The big news on the day was about GDP and there was fear in markets that it
was going to really fall off a cliff.
Some of the early trackers, for example, the Atlanta Fed
GDP, which is a heavily watched gauge of trying to predict wherever GDP is going to come in,
had a negative 2.7% GDP number for the quarter. A lot of that was around imports and particularly
gold. And so they changed their model to try to make it more accurate. But even firms like JP
Morgan and Goldman had pretty dire predictions for the quarter.
So everyone knew it was going to be bad.
And the reason is that trade is part of that calculation.

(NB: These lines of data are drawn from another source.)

PR #4409, opened 2023-04-11
Exclude fields from My Projects route

### LINKED ISSUE #4378: Hide some fields from My Projects route
> I think these three fields should be removed from both the filter and the customized fields modals because we don't expose that data for regular projects, only for the special "project views"
> - Owner full name
> - Owner email
> - Owner organization

magicznyleszek:
## Description

Hide "Owner full name", "Owner email", and "Owner organization" columns for My Projects route. These pieces of information are not available for endpoint that is handling this route (in contrast to a custom Project View endpoint).

## Related issues

Fixes #4378


LMNTL (approved):
Works excellently in my testing.

PR #4417, opened 2023-04-17
Always recreate fonts when syncing npm dependencies in dev mode

noliveleger:
## Description

Fix error when `/jsapp/fonts` folder is missing while building the front-end assets in dev mode.


noliveleger:
@p2edwards this PR is little bit different from what you suggested.
It displays missing dependencies but nothing else.

p2edwards (approved):

PR #4424, opened 2023-04-24
Billing page multisite compatibility / Change subscription route

LMNTL:
## Checklist

3. [X] Ensure the tests pass

## Description

Changes the ID field of Organizations to work with dj-stripe webhooks on multiple sites.
Adds an API route to change existing Stripe subscriptions to a different price.

## Notes
This PR keeps the `uid` field on organizations intact, except for changing its prefix. A future PR could condense that so we use the `id` field everywhere, since we only need one UUID to pass around, but that's not necessary at this time.


bufke:
> A future PR could condense that so we use the id field everywhere

I think we should just go ahead and do that - there's no reason to have two UUID's. If this breaks existing data, it's better to deal with it sooner while we have few.

kobo/apps/stripe/views.py
```diff
@@ -46,6 +44,96 @@ def get_queryset(self):
         ).prefetch_related('payment_intent')
 
 
+# Change an existing subscription to a new price
```
bufke, line 47: I think we could add more documentation, either in the class docstring or on some static methods (or both). This class does a few things but it's not clear exactly what at a glance.

kobo/apps/organizations/migrations/0003_alter_organization_uid.py
```diff
@@ -0,0 +1,19 @@
+# Generated by Django 3.2.15 on 2023-04-20 15:14
+
+from django.db import migrations
+import kpi.fields.kpi_uid
+
+
+class Migration(migrations.Migration):
```
bufke, line 7: These migrations could be combined.

bufke (changes requested):

hub/migrations/0008_auto_20230308_0137.py
```diff
@@ -1,23 +0,0 @@
-# Generated by Django 3.2.15 on 2023-03-08 01:37
```
bufke, line 1: Why was this file removed?

bufke (approved):
LGTM, see my one comment but it's minor. I ran it locally and created an organization to test.

Issue #4422, opened 2023-04-19
'your plan' shows on both monthly and annual plans after upgrading


srartese:
## Description

The "your plan" message should only show when you're viewing the relevant monthly/annual toggle

## Steps to Reproduce

1. Go to https://kf.billing.kbtdev.org/#/account/plan or checkout feature/billing and navigate to #/account/plan.
2. Make sure the account being used is with no plan (community plan)
3. Click on the 'Upgrade' button for a plan
4. Checkout with payment (test card here https://stripe.com/docs/testing)
5. Navigate back to the Plans page
6. Toggle between month and year 

## Expected behavior 
When page redirects the banner should only show on the monthly/annual plan you upgraded to when you toggle between the two filters.

## Actual behavior 
When page redirects the banner is showing on both the monthly and annual plan for the upgraded name (IE Professional) when toggling between the two filters.

## Additional details

The banner is being applied based on the name of the plan and not the interval. If they are on the community plan, show annual by default.

PR #4437, opened 2023-05-09
Bugfix/4422 your plan show only on annual or monthly

srartese:
## Checklist

3. [x] Ensure the tests pass

## Description

When page redirects the banner now only shows on the monthly/annual plan you upgraded to when you toggle between the two filters. It will load the filter to show based on what you are subscribed to. If there is no plan subscribed then show annual community plan by default. When subscribed to the pro plan show on the opposite filter a 'change plan' button so the user has a call to action when their plan is not visible. 

## Related issues
#4422


bufke (approved):
Approved once CI issues are resolved.

bufke (changes requested):
We need to make it more obvious what the current plan is.

jsapp/js/account/plan.component.tsx
```diff
@@ -92,21 +92,26 @@ export default function Plan() {
...
+      state.subscribedProduct !== null &&
+      state.subscribedProduct.length > 0
+    ) {
+      const subscribedFilter =
+        state.subscribedProduct[0].items[0].price.human_readable_price.split(
+          '/'
+        )[1];
+      dispatch({type: subscribedFilter});
+    }
+  }, [state.subscribedProduct]);
```
bufke, line 113: This could be a computed function, right?

bufke (changes requested):

jsapp/js/account/plan.component.tsx
LMNTL: Instead of using `price.human_readable_price` to figure out whether a subscription is monthly or yearly, you should probably use [`price.recurring.interval`](https://stripe.com/docs/api/prices/object#price_object-recurring-interval_count). Otherwise, this function would need to be rewritten if we changed how we display prices (or if `dj-stripe` changes how they compute `human_readable_price`.)

srartese: Synced with Jessica on it, after some research dj-stripe does not offer us such an easy bridge currently but we are in the works of a new approach.

LMNTL (changes requested):

jsapp/js/account/plan.component.tsx
```diff
@@ -92,21 +92,21 @@ export default function Plan() {
   const [shouldRevalidate, setShouldRevalidate] = useState(false);
   const [searchParams] = useSearchParams();
   const didMount = useRef(false);
-  const hasActiveSubscription = useMemo(() => {
```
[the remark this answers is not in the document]
srartese: Ahh I forgot to add this back in, thanks doing that!

jsapp/js/account/plan.component.tsx
```diff
@@ -212,17 +226,32 @@ export default function Plan() {
 
   const isSubscribedProduct = useCallback(
     (product: Price) => {
-      if (hasActiveSubscription !== undefined) {
-        if (!product.prices.unit_amount && !hasActiveSubscription) {
+      if (
+        !product.prices.unit_amount &&
+        state.intervalFilter === 'year' &&
```
LMNTL, line 231: Getting better; now the 'your plan' banner shows up for the Community plan when it's annual, but not when showing monthly plans. I'm guessing it's related to this line.

LMNTL (changes requested):

jsapp/js/account/plan.component.tsx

And so if you get a big surge of orders that are trying to be in advance of tariffs, that's
going to cause a lot of fluctuation.
And so getting a negative number of 0.3 today versus potentially a positive 0.3, at least that's
what the consensus was, is actually not all that bad and I think markets found some footing
based on that.
But you also had ADP private payrolls that were weaker than expected.
We were thinking 120, we got 62, so call it half on private payroll numbers.
So a little softening on the employment front.
But then you also had for another mixed bag, you had inflation, which is the PCE number
come in unchanged at 0.0%.
It was only expected to be slightly positive, but still, put the year over year on headline
at 2.3, which is fastly moving towards their 2% target on inflation.
So there you have it, mixed bag on the economic front, pretty much across the board.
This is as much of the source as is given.